I have been following all the hoopla about Alibaba’s upcoming IPO. Yep, I know it’s a big deal. It’s the biggest internet company in the world by a long shot. It has a lock on the Chinese market (for now at least). On paper it should be able to rise to even more commanding heights. So what’s not to like?
Well here’s my question. Can it keep it up? When you’re at the top, can you go any higher? Or is this one of those situations where the insiders realize that they are the peak and now want to offload on an unsuspecting and ever-gullible public?
I’m torn between belief and skepticism. On the belief side are several big factors. Taobao is a new model of online commerce that even we supposedly innovative Americans haven’t figured out yet. In China even showgirls have their own Taobao shop fronts selling European cosmetics. You have to see it to believe it.
And then there’s its undoubted success in building from scratch a rapidly growing wealth management fund, Yu'ebao. Again Chinese are hopping on this bandwagon in big numbers. That’s another thing we don’t have in the US of A.
And to add to the financial innovation onslaught, there’s Alipay, Alibaba’s equivalent to PayPal. It has the market sewn up in China. So Alibaba is one big-time leader, not just in internet solutions, internet shopping and commerce, but also in online finance and banking. Where could it ever stop?
Have you heard of the newly-released book “The Second Machine Age” by Brynjolfsson and McAfee? It’s basically yet another paean to high tech, but nonetheless insightful for that. Basically its argument is that innovation is getting easier and more powerful because there are many more building blocks around that can be combined in different ways to keep the pace of innovation increasing.
Well that reminds me of the recent news that scientists have been able to add two new letters to the DNA code, a pretty amazing accomplishment. They work is a new approach to recombining DNA sequences in new and different ways. Essentialky they have taken the science of recombinant DNA to new levels by adding in some totally new elements.

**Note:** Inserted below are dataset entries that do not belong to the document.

PR #1011, opened 2024-10-04
solution

dmytrik:


app/create_file.py
```diff
@@ -1 +1,51 @@
...
+        new_file.write(
+            str(datetime.now().strftime("%Y-%m-%d %H:%M:%S")) + "\n"
+        )
+        count = 1
+        while True:
+            line = input("Enter content line: ")
+            if line == "stop":
+                break
+            new_file.write(f"{str(count)} " + line + "\n")
+            count += 1
```
AnyoneClown, line 43: Simplify it. You can check if file exists with `if os.path.exists(path):` for this. Don't use global variable

app/create_file.py
```diff
@@ -1 +1,51 @@
...
+        try:
+            os.makedirs(path)
+        except Exception:
+            pass
+        current_path = os.path.join(*way)
+        create_file(current_path)
+        return
+
+    path = os.path.join(*way)
+    os.makedirs(path)
```
AnyoneClown, line 22: You are calling this function only if you have flag `-d`. Why do you expect `-f` to be here? Refactor it

app/create_file.py
```diff
@@ -1 +1,51 @@
...
+            new_file.write(f"{str(count)} " + line + "\n")
+            count += 1
+
+
+current_directory, flag, *expected_way = sys.argv
+
+if flag == "-d":
+    create_directory(expected_way)
+if flag == "-f":
+    create_file(*expected_way)
```
AnyoneClown, line 51: Create `main` function for you logic and refactor it using:

```
if __name__ == "__main__":
    main()
```

AnyoneClown (changes requested):

AnyoneClown (approved):
LGTM!

PR #1015, opened 2024-10-07
Solution

Atikiho:


dmytrik (approved):

app/create_file.py
```diff
@@ -1 +1,37 @@
...
+path = os.path.join(*(command[2:]))
+path_for_2_flags = os.path.join(*(command[2:-2]))
+
+
+def create_dirs() -> None:
+    if not os.path.exists(path_for_2_flags):
+        if "-f" in command:
+            os.makedirs(path_for_2_flags)
+        else:
+            os.makedirs(path)
```
AnyoneClown, line 15: You are calling this function only when your flag is `-d`. So, how do you expect flag `-f` to be here?

app/create_file.py
```diff
@@ -1 +1,37 @@
...
+
+
+def create_file() -> None:
+    if "-d" in command:
+        os.chdir(path_for_2_flags)
```
AnyoneClown, line 20: The same here

app/create_file.py
```diff
@@ -1 +1,37 @@
...
+    with open(command[-1], "a") as new_file:
+        new_file.write(datetime.datetime.now()
+                       .strftime("%Y-%m-%d %H:%M:%S") + "\n")
+        text = input("Enter content line:")
+        index = 0
+        while text != "stop":
+            index += 1
+            new_file.write(f"{index} {text}\n")
+            text = input("Enter content line:")
```
AnyoneClown, line 29: You don't need to create 2 `input` here. Just create 1 on start of your `while` loop

AnyoneClown (changes requested):

app/create_file.py
Atikiho: But there is cases when 2 flags are given and i need to change function behaviour in these cases

> If both -d and -f flags passed, app creates directory and file with content inside this directory.

AnyoneClown: Yeah, my bad. Missed this point :)

app/create_file.py
```diff
@@ -1 +1,38 @@
...
+                break
+            new_file.write(f"{index} {text}\n")
+        new_file.write("\n")
+
+
+if "-d" in command:
+    create_dirs()
+
+if "-f" in command:
+    create_file()
```
AnyoneClown, line 38: My bad, but forgot to add this comment too...

Let's create entrypoint `main` func to do all this stuff.

Afther that we will call it inside ` if "__name__" == "__main__"`

AnyoneClown (approved):
Good, but fix comment above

So here is my thought process. It kind of looks to me like Jack Ma, the founder and driver behind Alibaba has managed to devise a new approach to building and growing companies. I call it recombinant growth. That’s because he has managed to take elements of what he has seen overseas and transplanted them into the Chinese context in new and different ways to internet commerce and finance.
In China it’s worked brilliantly. That could because it’s a new universal formula that he has discovered or I could be that he didn’t have the mighty headwinds that would be met in a truly competitive economy like that in the US. It’s got to e a lot easier if you don’t have companies such as Amazon and Facebook around. Essentially he was able to emulate their approaches without having competitors.
I think that ask Ma is a brilliant, inspiring ad amazing person. But what I don’t know is whether he is a brilliant copycat or an innovator who has come up with a new formula that will also succeed outside its home base in China.
I do think he has invented a new form of growth, which I call recombinant growth. He got those elements from the US. That’s ok. Sometimes being a copycat works beautifully as we see with Apple and Microsoft.
Jack Ma is attempting what I see as a recombinant IPO. He may well be the first who does that. But I wonder whether his success so far is because he came from a place where the odds were stacked in his favor because of the particular elements that obtain in what is still a command economy in China.
And of course we have to remember we don’t really know much about what is going on inside Alibaba. Transparency is still a major issue there. It might not be as bad as some of the recent Chinese IPOs (see my post on these here). But we don’t have the skinny on Alibaba that we would have on a normal US or European company.
My gut is that Alibaba’s undoubted immense success derives in major part from the particular political and economic environment in China. He has managed to integrate a recombinant approach to the Internet that he saw overseas and creatively change it to work in China. That doesn’t diminish Jack Ma as an entrepreneur in any way. But it doesn’t necessarily mean that things will work like that outside the Middle Kingdom.
We’re going to see a lot of hype on Alibaba since it such an easy story to promote. But no-one’s going to tell you real story behind Alibaba’s growth because it involves factors that most people don’t understand or want to talk about, not least because it’s from China.
Alibaba looks to me like a China play, not a US play. And the Chinese economy is showing distinct signs of stress.
I would be very wary about what will happen to the stock price after its first run-up and after the excitement subsides.